MATERIALS PROVIDED
+ + + + +

PR #7283, opened 2022-10-29
Fix GitHub Chalk

peternewman:
See:
https://github.com/osmlab/name-suggestion-index/actions/runs/3351912890/jobs/5553683840

Compared to:
https://github.com/osmlab/name-suggestion-index/actions/runs/3351865802/jobs/5553601255
https://github.com/osmlab/name-suggestion-index/actions/runs/3351865802/jobs/5553601300

`zh`(langcode) rather than `cn`(country/region code)

--
Related: #7226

+ + + + +

EXERCISE REQUIREMENTS
Each line above needs to be written out again exactly.

RESULT
PR #7283, opened 2022-10-29
Fix GitHub Chalk

peternewman:
See:
https://github.com/osmlab/name-suggestion-index/actions/runs/3351912890/jobs/5553683840

Compared to:
https://github.com/osmlab/name-suggestion-index/actions/runs/3351865802/jobs/5553601255
https://github.com/osmlab/name-suggestion-index/actions/runs/3351865802/jobs/5553601300

`zh`(langcode) rather than `cn`(country/region code)

--
Related: #7226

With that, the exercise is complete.